* _What this task involves_:
Search the entries below for "length". Report each line where it occurs.

Supplied data section start

PR #756, opened 2019-10-16
NXP-28161: check for empty array params

guirenard:


elements/search/nuxeo-results-view.js
```diff
@@ -315,7 +315,19 @@ Polymer({
   _getFilterCount() {
     if (this._params) {
       // subtract the number of original parameters (this._paramsCount)
-      return Object.keys(this._params).length - this._paramsCount - ('highlight' in this._params ? 1 : 0);
+      return (
+        Object.keys(this._params).filter((p) => {
+          if (this._params[p]) {
```
Gabez0r: Shouldn't we be checking for
```suggestion
          if (this._params[p] != null) {
```
Instead? Empty strings are valid params, right?

elements/search/nuxeo-results-view.js
```diff
@@ -315,7 +315,19 @@ Polymer({
...
+            if (Array.isArray(this._params[p])) {
+              return this._params[p].length > 0;
+            }
+            return true;
+          }
+          return false;
+        }).length -
```
Gabez0r: nit: we could probably do this with a smaller block, something like this:
```
        Object.keys(this._params).filter(
          (p) => this._params[p] != null && (!Array.isArray(this._params[p]) || this._params[p].length > 0),
        ).length -
```

elements/search/nuxeo-results-view.js
guirenard: I don't think so, when doing so I end up with a badge showing `1` active param once I have manually cleared an input and it is not consistent with the result set.

elements/search/nuxeo-results-view.js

Supplied data section end

* _Result below_:
-      return Object.keys(this._params).length - this._paramsCount - ('highlight' in this._params ? 1 : 0);
+              return this._params[p].length > 0;
+        }).length -
          (p) => this._params[p] != null && (!Array.isArray(this._params[p]) || this._params[p].length > 0),
        ).length -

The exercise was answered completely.